• [What you will do] Please copy out all lines of the entries that contain the word "also".
(Entries provided begins)
PR #1192, opened 2020-09-10
Format non-JS/TS files in pre-commit hook

garrettjstevens:
When writing JS/TS code, ESLint gives us feedback about the Prettier formatting. For non-JS/TS code, though, we don't get that feedback, although Prettier is able to format several different file types.

This adds a pre-commit git hook that checks if any of the changed files are not JS/TS files and runs Prettier on them if there are any. If all the changed files are JS/TS files, the hook doesn't add noticeable time when committing.

This will also help with files that have auto-generated content, like CHANGELOG files.

The hook also keeps the existing behavior of regenerating the CLI docs if any files in `products/jbrowse-cli` change.

### DIFF
--- a/.github/workflows/jbrowse-web.yml
+++ b/.github/workflows/jbrowse-web.yml
@@ -2,7 +2,7 @@
 on:
   push:
     tags:
-    - '@gmod/jbrowse-web*'
+      - '@gmod/jbrowse-web*'
 
 name: Upload jbrowse-web artifacts
 
--- a/package.json
+++ b/package.json
@@ -19,7 +19,7 @@
   },
   "husky": {
     "hooks": {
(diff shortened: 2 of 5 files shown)


cmdcolin:
This might be nice because currently some task is generating non-prettier-formatted README.md and then that gets committed, and then the prettier formatting reformats it, etc.

If it was always committed in formatted mode it is maybe nice.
(Entries provided ends)
• [Response to this task]
This will also help with files that have auto-generated content, like CHANGELOG files.
The hook also keeps the existing behavior of regenerating the CLI docs if any files in `products/jbrowse-cli` change.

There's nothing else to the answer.